Stored data:

- - - - - - -

PR #279, opened 2024-06-03
Escape backticks in user prompts

ege0zcan:
## Problem

Right now the way we create markdown code blocks for `send to prompt` is a bit too naive and is prone to breaking when a user selection contains backticks. See for example:

image

## Solution

To overcome this, we can implement a function that finds the longest backtick sequence inside a provided user selection and then creates the markdown code block with more backticks than that amount

This has the small caveat that codeblocks with backticks will now consume more of the character limit 

## License

### DIFF
--- a/chat-client/src/client/mynahUi.ts
+++ b/chat-client/src/client/mynahUi.ts
@@ -30,6 +30,16 @@ export interface InboundChatApi {
     showError(params: ErrorParams): void
 }
 
+function createMarkdownCodeBlock(input: string) {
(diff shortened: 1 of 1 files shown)


ege0zcan:
Had an offline discussion with @dogusata about this. Although this solution works, it introduces some additional computation that needs to be done by the regex and then the sorting.  We decided to update the logic in mynah-ui to let mynah handle codeblocks by using the `~~~`  syntax for codeblocks

https://github.com/aws/mynah-ui/pull/51

PR #283, opened 2024-06-04
Add script to enable bundleDependencies in monorepo workspaces

rtarcr:
## Problem
We want to publish JSON and YAML LSP servers to NPM. They depend on the core subpackage in the monorepo and to avoid publishing it we need to include the dependency in the published package. 

This is currently not possible due to https://github.com/npm/cli/issues/3466

## Solution
Create script that: 
- reads `bundleDependencies`
- Goes to root node_modules and finds the dependency
- Creates a symlink in subpackage node_modules pointing to the dependency folder
- Run this script as part `prepack` script 

## License

### DIFF
--- a/script/link_bundled_dep.sh
+++ b/script/link_bundled_dep.sh
@@ -1,0 +1,42 @@
+#!/bin/bash
+
+# This script is needed as a workaround for https://github.com/npm/cli/issues/3466
+
+root_dir=$(dirname "$0")/..
+target_package_dir=$(pwd)
+
+if [ -z target_package_dir/package.json ]; then
+    echo "package.json not found in the $target_package_dir directory."
+    exit 1
+fi
+
+# Get the bundleDependencies array from package.json
+bundle_dependencies=$(jq -r '.bundleDependencies[]' package.json)
+
+if [ -z "$bundle_dependencies" ]; then
+    echo "No bundleDependencies found in package.json."
+    exit 0
+fi
+
+
+# Loop through each bundleDependency
+for dependency in $bundle_dependencies; do
+    dependency_path="$root_dir/node_modules/$dependency"
+    
+     # Check if the dependency exists in the root node_modules directory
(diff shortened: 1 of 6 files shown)


rahmaniaam:
Looks good! Does the `@aws/lsp-core` package live on inside `root/node_modules/@aws/aws-lsp-yaml/node_modules` after installing or will there be a `root/node_modules/@aws/lsp-core` in wherever the package is installed? I imagine it's the former so it's exclusively used only by `aws-lsp-yaml`

script/link_bundled_dep.sh
```diff
@@ -0,0 +1,42 @@
...
+        link_target=$(readlink -f "$dependency_path")
+
+        mkdir -p $link_location
+        # Clear contents or remove last folder in the path
+        rm -r $link_location
+
+        ln -s $link_target $link_location
+        echo "Symlink created for $dependency"
+    else
+        echo "ERROR: $dependency not found in the root node_modules directory."
```
rahmaniaam, line 39: is there a possibility where a dependency is already in the packages node_modules instead of root?

rtarcr: Yeah, I guess it can be possible for a bundleDependency to be already in the sub-package node_modules. In that case the script would have to be adjusted to account for this. For the current use case I think this is fine though

rtarcr:
> Looks good! Does the `@aws/lsp-core` package live on inside `root/node_modules/@aws/aws-lsp-yaml/node_modules` after installing or will there be a `root/node_modules/@aws/lsp-core` in wherever the package is installed? I imagine it's the former so it's exclusively used only by `aws-lsp-yaml`

Good question. Not sure what is the behavior tbh, but I believe it should not matter in the scope of these changes

rahmaniaam (approved):

rtarcr:
Closing this due to dependencies of bundled dependencies not getting installed automatically, which require more custom scripts for this solution

PR #299, opened 2024-06-12
Move aws-lsp-fqn as a local dependency for now

makenneth:
## Description

Releasing `@aws/lsp-fqn` means we would be releasing an incomplete package since the browser bundle is incomplete. So we can move the FQN functionality as part of CWSPR server for now for simplicity.

I was able to bundle the artifacts and run them in VS.

## License


server/aws-lsp-codewhisperer/package.json
```diff
@@ -13,11 +13,12 @@
         "node": ">=18.0.0"
     },
     "workspaces": [
-        "src.gen/@amzn/codewhisperer-streaming"
+        "src.gen/@amzn/codewhisperer-streaming",
+        "src.gen/aws-lsp-fqn"
```
rtarcr, line 17: This brings another issue because FQN package is not published to NPMJS, and it is not bundled as part of CodeWhisperer server. 

We are having the same issue with the streaming client, but are planning to publish it to NPMJS to fix it. 

I think it is better to make it a folder in the CodeWhisperer server instead of a sub-package to fix this for now

makenneth: Moving the code out of a package would break the environment split, which would break at least one of the environments. 

I could move this as a subfolder `language-server-runtimes/runtime` package and import the files specific to the environment (i.e. node for standalone) and pass down as a feature, which was what we planned to do long term. That way we don't have to maintain a separate package

PR #302, opened 2024-06-13
Define quick actions dynamically

ege0zcan:
## Problem
The chat client shouldn't have to wait for the language client initialisation to finish before rendering the UI. Chat client should render the chat UI and then once the language client initialisation is done, the chat client should update the UI configuration to reflect the new information obtained during initialisation. For now, this information is only the available quick actions 

## Solution
Created new contract between ide extension and chat client that allows the ide extension to send a message about the initialization result to the chat client. The chat client then uses this information to update the default tab data for existing and any new tabs. 

## License

### DIFF
--- a/chat-client/src/client/chat.ts
+++ b/chat-client/src/client/chat.ts
@@ -11,6 +11,8 @@ import {
     SEND_TO_PROMPT,
     SendToPromptMessage,
     UiMessage,
+    QUICK_ACTIONS_OPTIONS,
+    QuickActionsOptionsMessage,
 } from '@aws/chat-client-ui-types'
 import {
     CHAT_REQUEST_METHOD,
@@ -35,12 +37,13 @@ import {
     TabChangeParams,
     TabRemoveParams,
 } from '@aws/language-server-runtimes-types'
-import { MynahUIDataModel } from '@aws/mynah-ui'
+import { MynahUI, MynahUIDataModel } from '@aws/mynah-ui'
 import { ServerMessage, TELEMETRY, TelemetryParams } from '../contracts/serverContracts'
 import { ENTER_FOCUS, EXIT_FOCUS } from '../contracts/telemetry'
 import { Messager, OutboundChatApi } from './messager'
 import { InboundChatApi, createMynahUi } from './mynahUi'
 import { TabFactory } from './tabs/tabFactory'
+import { MynahUITabStoreModel } from '@aws/mynah-ui/dist/static'
 
 const DEFAULT_TAB_DATA = {
     tabTitle: 'Chat',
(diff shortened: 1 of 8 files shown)


chat-client/src/client/chat.ts
```diff
@@ -35,12 +37,13 @@ import {
...
     TabRemoveParams,
 } from '@aws/language-server-runtimes-types'
-import { MynahUIDataModel } from '@aws/mynah-ui'
+import { MynahUI, MynahUIDataModel } from '@aws/mynah-ui'
 import { ServerMessage, TELEMETRY, TelemetryParams } from '../contracts/serverContracts'
 import { ENTER_FOCUS, EXIT_FOCUS } from '../contracts/telemetry'
 import { Messager, OutboundChatApi } from './messager'
 import { InboundChatApi, createMynahUi } from './mynahUi'
 import { TabFactory } from './tabs/tabFactory'
+import { MynahUITabStoreModel } from '@aws/mynah-ui/dist/static'
```
viktorsaws, line 46: nit: this type should be exported from MynahUI to avoid import from nested directory.

client/vscode/src/chatActivation.ts
```diff
@@ -28,6 +28,23 @@ export function registerChat(languageClient: LanguageClient, extensionUri: Uri)
         } // Webview options
     )
 
+    // Listen for Initialize handshake from LSP server to register quick actions dynamically
+    languageClient.onDidChangeState(({ oldState, newState }) => {
+        if (oldState === State.Starting && newState === State.Running) {
```
viktorsaws, line 33: Have you verifies that this is doable in Visual Studio client?

chat-client/src/client/chat.ts
```diff
@@ -81,6 +82,17 @@ export const createChat = (
             case ERROR_MESSAGE:
                 mynahApi.showError((message as ErrorMessage).params)
                 break
+            case QUICK_ACTIONS_OPTIONS:
```
viktorsaws, line 85: As I mentioned in related PR https://github.com/aws/language-server-runtimes/pull/140/files#r1639904723, I think this should not be limited to Quick Actions only, and be made as more generic extendable object. This will allow to extend this mechanism in the future

viktorsaws: There is bunch on hard-coded string, that setup Chat panel messages specific to Amazon Q. Do we need to allow integrating clients to configure them at start time? Not sure if mechanism will be same though

chat-client/src/client/chat.ts
ege0zcan: oh yes, i missed the auto import here

chat-client/src/client/chat.ts
```diff
@@ -51,12 +57,10 @@ const DEFAULT_TAB_DATA = {
 
 type ChatClientConfig = Pick<MynahUIDataModel, 'quickActionCommands'>
 
-export const createChat = (
-    clientApi: { postMessage: (msg: UiMessage | ServerMessage) => void },
-    config?: ChatClientConfig
```
viktorsaws, line 56: Won't we need to support passing configuration from client at initialisation time? If yes, we should keep `config` param in function signature.

viktorsaws (approved):

chat-client/src/client/chat.ts
ege0zcan: Made this more generic and named it CHAT_OPTIONS to allow for more configuration to be passed in the future

chat-client/src/client/chat.ts
ege0zcan: newer versions of mynah now export this

ege0zcan:
Followed up on: https://github.com/aws/language-servers/pull/326, closing this PR

PR #305, opened 2024-06-14
fix: partiql - don't report diagnostics for quoted identifiers

akoreman:
## Problem

Queries like 

```
SELECT * 
FROM "TableName"."IndexName" 
```
should not result in diagnostics. (see https://docs.aws.amazon.com/amazondynamodb/latest/developerguide/ql-reference.select.html)

Currently these result in diagnostics with the error `InvalidInput("\")` which is coming from the extra `\` we add in `normalizeQuery`. The query is directly send to the wasm module [here](https://github.com/aws/language-servers/blob/main/server/aws-lsp-partiql/src/partiql-parser-wasm/partiql_playground.js#L181) so the extra escaping of the `"` doesn't seem to be necessary. 

Same bug was present in the partiql-playground package using the same WASM module and was fixed in the same way in https://github.com/partiql/partiql-rust-playground/pull/16.

## Solution

Removed the replacement of `\"` by `\\"` in the preparing of the document before sending it to the wasm module.

## License

### DIFF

- - - - - - -

Go through the entries above and pull out each line with "finds" in it.

_RESPONSE TO THIS TASK_.
To overcome this, we can implement a function that finds the longest backtick sequence inside a provided user selection and then creates the markdown code block with more backticks than that amount
- Goes to root node_modules and finds the dependency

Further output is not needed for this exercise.